SANTA CLARA The beating the 49ers gave Eli Manning last Jan. 22 was written all over the quarterback's once-white jersey.
The 49ers hit him 18 times, including six sacks, the most Manning had absorbed in any game last season. By the end of the NFC Championship Game, grime speckled his face, his left shoulder was a dingy gray, and his left wristband and arm were caked in Candlestick Park mud.
The problem for the 49ers is Manning kept getting up.
"A lot of people don't give him the respect he deserves," said Manning's chief tormentor that day, defensive end Justin Smith. "I think he's definitely one of the top three, four quarterbacks in the league. We're going to have to have the same philosophy going into this one that we had in that last one hold him down."
The Manning vs. Smith & Co. battle is such a central theme in today's game that the two sides began fighting it days ago.
On Thursday, Giants offensive coordinator Kevin Gilbride said Smith has been "getting away with murder" by holding offensive opponents so his teammates have more room to maneuver.
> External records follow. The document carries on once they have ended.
PR #1014, opened 2026-04-04
feat: setup Dependabot for `kubeflow/notebooks`

### LINKED ISSUE #818: [TASK] Add Dependabot for automated dependency updates
### Certification

### Description

See https://github.com/kubeflow/model-registry/blob/main/.github/dependabot.yml for reference. 

### Acceptance Criteria

- [ ] Create `.github/dependabot.yml`
- [ ] Group `mod-arch-*` packages together in a single PR to keep these packages up to date
- [ ] Should also monitor: Go modules (backend & controller), npm packages (frontend), Docker images, GitHub Actions

christian-heusel:
Main things to note about this setup are the following ones:

- We target three different branches (`main`, `notebooks-v1`,  `notebooks-v2`) via the `target-branch` directive
- The `cooldown` option delays updates a little to as a prevention mechanism for supply-chain attacks, similar to the `min-release-age` in NPM (see #1003)
- We try to group dependencies where sensible, however this will most likely need a bit of iteration
- Only allow non-breaking upgrades for things like the k8s packges and angular
- Part of the configuration for `notebooks-v1` is disabled to keep a good signal-to-noise ratio when starting out

Fixes https://github.com/kubeflow/notebooks/issues/818

cc @jenny-s51 who did the initial version of this in #819 
cc @andyatmiami who also gave a lot of input during development

---

I have already used this in a separate repository to evaluate it, checkout https://github.com/christian-heusel/notebooks-playground if you want to have a look!

### DIFF
--- a/.github/dependabot.yml
+++ b/.github/dependabot.yml
@@ -1,0 +1,165 @@
+version: 2
+
+updates:
+
+  ########################
+  # --> notebooks-v2 <-- #
+  ########################
+
+  # - package-ecosystem: "gomod"
+  #   target-branch: "notebooks-v2"
+  #   open-pull-requests-limit: 5
+  #   cooldown:
+  #     default-days: 7
+  #   directories:
+  #     - "/workspaces/backend"
+  #     - "/workspaces/controller"
+  #   schedule:
+  #     interval: "daily"
+  #   commit-message:
+  #     prefix: "chore"
+  #   ignore:
+  #     # k8s upgrades are expected to be breaking changes and should be handled
+  #     # manually
+  #     - dependency-name: "k8s.io/*"
+  #       update-types:
+  #         - "version-update:semver-major"
+  #         - "version-update:semver-minor"
+  #     - dependency-name: "sigs.k8s.io/*"
+  #       update-types:
+  #         - "version-update:semver-major"
+  #         - "version-update:semver-minor"
+  #   groups:
+  #     k8s-packages:
+  #       patterns:
+  #         - "k8s.io/*"
+  #         - "sigs.k8s.io/*"
+  #     go-test-packages:
+  #       patterns:
+  #         - "github.com/onsi/*"
+
+  - package-ecosystem: "npm"
+    target-branch: "notebooks-v2"
+    open-pull-requests-limit: 5
+    cooldown:
+      default-days: 7
+    directory: "/workspaces/frontend"
+    schedule:
+      interval: "daily"
+    commit-message:
+      prefix: "chore"
+    # Group mod-arch-* packages together for easier review
+    groups:
+      mod-arch-packages:
+        patterns:
+          - "mod-arch-*"
+
+  - package-ecosystem: "github-actions"
+    target-branch: "notebooks-v2"
+    open-pull-requests-limit: 5
+    cooldown:
+      default-days: 7
+    directory: "/"
+    schedule:
+      interval: "daily"
+    commit-message:
+      prefix: "chore"
+    groups:
+      docker-actions:
+        patterns:
+          - "docker/*"
+
+  ########################
+  # --> notebooks-v1 <-- #
+  ########################
+
+  # - package-ecosystem: "gomod"
+  #   target-branch: "notebooks-v1"
+  #   open-pull-requests-limit: 5
+  #   cooldown:
+  #     default-days: 7
+  #   # find . -name "go.mod" | xargs -i dirname {}
+  #   directories:
+  #     - "/components/notebook-controller"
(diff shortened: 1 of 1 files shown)


.github/dependabot.yml
```diff
@@ -0,0 +1,211 @@
...
+      prefix: "chore"
+    ignore:
+      # major angular upgrades are expected to be breaking and should be
+      # handled manually
+      - dependency-name: "@angular/*"
+        update-types:
+          - "version-update:semver-major"
+      - dependency-name: "@angular-eslint/*"
+        update-types:
+          - "version-update:semver-major"
```
andyatmiami: @christian-heusel - I wonder if this is a copy/paste error from `notebooks-v1` and/or `dashboard`? I don't see evidence of `frontend` using `angular` 🤔 

also related here:
- https://github.com/kubeflow/notebooks/pull/1014/changes#diff-dd4fbda47e51f1e35defb9275a9cd9c212ecde0b870cba89ddaaae65c5f3cd28R65-R68

I could see a case to be made w.r.t. `react` and/or `patternfly` to be handled similarly to what we are doing with `angular` fwiw..

.github/dependabot.yml
```diff
@@ -0,0 +1,211 @@
...
+    groups:
+      mod-arch-packages:
+        patterns:
+          - "mod-arch-*"
+      angular-packages:
+        patterns:
+          - "@angular/*"
+          - "@angular-eslint/*"
+
+  - package-ecosystem: "docker"
```
andyatmiami: I don't see any `docker` PRs raised in your [playground](https://github.com/christian-heusel/notebooks-playground/pulls?q=is%3Apr+is%3Aopen+) - so its not clear if this has nothing to update or its not working...

Quickly scanning this link: https://docs.github.com/en/code-security/reference/supply-chain-security/supported-ecosystems-and-repositories#docker - its not obvious to me that we are meeting all pre-reqs to make this check useful....

here is some information according to Claude (Opus 4.6) that makes me feel like its not worth enabling this `docker` ecosystem behavior now - and we can talk about if we want to institute **other changes** that could potentially make this more meaningful...

Image

Image

Image

andyatmiami (changes requested):
thanks for driving forward on this @christian-heusel 

just a couple comments to address and/or respond to:

- `angular` in `frontend` for `notebooks-v2` seems like a copy/paste error
- i'm not convinced the `docker` section really provides much value right now

.github/dependabot.yml
christian-heusel: Yes this is a copy paste error, therefore I dropped it 😊

As soon as we merge this I guess the frontend people can decide for themselves what they would like to group or alternatively let me know so I can take care of it 🤗

.github/dependabot.yml
christian-heusel: Alright, dropped that one aswell 👍🏻 we can always revisit it later on

.github/dependabot.yml
```diff
@@ -0,0 +1,165 @@
...
+    directory: "/workspaces/frontend"
+    schedule:
+      interval: "daily"
+    commit-message:
+      prefix: "chore"
+    # Group mod-arch-* packages together for easier review
+    groups:
+      mod-arch-packages:
+        patterns:
+          - "mod-arch-*"
```
andyatmiami, line 55: @caponetto | @paulovmr | @jenny-s51 

do y'all have any thoughts/opinions on how you might light the dependabot settings for `frontend` to be structured?

given the investment y'all have made in testing - seems more viable to expect to be able to have good coverage to enable validating dependabot PRs - but curious of your thoughts on the following:
- are you comfortable turning this on for `frontend` so we can start to "see what unfolds"? I'm sure iteration will be required.. but any reason we shouldn't start down this path now?
- any thoughts/preferences on other group `patterns` you might like to see defined?

thanks!

andyatmiami (commented):
Thanks for addressing feedback @christian-heusel - just wanna get some thoughts from `frontend` folks in case they have strong opinions on what this should look like _out the gate_ ...

.github/dependabot.yml
paulovmr: I like it, I was going to comment about the `open-pull-requests-limit`, but it was already used, so lgtm!

paulovmr (approved):

andyatmiami:
/lgtm

@thesuperzapper - need you to approve as this lives on `main` branch

thesuperzapper:
Thanks this is great to start automatically telling us about dependency updates, we can uncommnent the notebooks-v2 ones once we have E2E tests and are more confident in merging updates.

/approve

Jim Harbaugh, in turn, rushed to outflank the Giants with a news release accusing the coaches of the Super Bowl champions of using their "high visibility" to influence the officials. Harbaugh called it "an incendiary comment targeting one of the truly exemplary players in this league."
Both sides understand that the 49ers' strength is their defense and that Smith anchors that unit. San Francisco has held opponents to one field goal in the past two games, largely by harassing the opposing quarterback into mistakes.
Jets quarterback Mark Sanchez threw an interception and lost a fumble in the 49ers' 34-0 win on Sept. 30. A week later, Buffalo quarterback Ryan Fitzpatrick threw a third-quarter interception in a 45-3 blowout when he was pressured by linebacker Ahmad Brooks.
But Manning is made of tougher stuff.
Safety Donte Whitner said it's not Manning's size or strength that allowed him to endure the championship game pounding. Whitner said it's more nurture than nature.
"He's coming from a family that plays quarterback," Whitner said. "Having a brother that plays quarterback at a high level. Being a leader of that football team. If something's not injured or broken, you can't come out of that football game. You have to stay out there and lead your team to victory, or at least try."
Harbaugh called Manning a "magician" in his ability to turn seemingly doomed plays into completions, while 49ers defensive coordinator Vic Fangio noted that Manning has been in the same offensive system for nine seasons.
"He knows exactly everything in this offense, from option A to B or C," Fangio said. "And he knows where to go with the ball very quickly."
But it doesn't mean Manning is perfect.
One of the reasons the 49ers had difficulty accepting their January loss to the Giants was they not only stuck to their 2011 formula of pressuring and pounding opposing quarterbacks, they surpassed it.
They just didn't see the results.
In the teams' regular-season meeting Nov. 13, Manning threw two interceptions, and a last-second pass attempt by Manning that would have tied the score was batted away by Smith.
In the rematch, Manning fumbled in the first quarter, but the Giants recovered. He also threw two poor passes that should have been intercepted, but each fell to the ground when 49ers defenders crashed into each other while pursuing the ball.
On one of those plays, safety Dashon Goldson knocked starting cornerback Tarell Brown from the game. Later, Manning threw a 17-yard touchdown pass to Mario Manningham against Brown's replacement, Tramaine Brock.
"We faced him twice last (season), and what I got out of those games is he's really tough," Goldson said of Manning. "He's tougher than he looks. We've definitely got our work cut out (today)."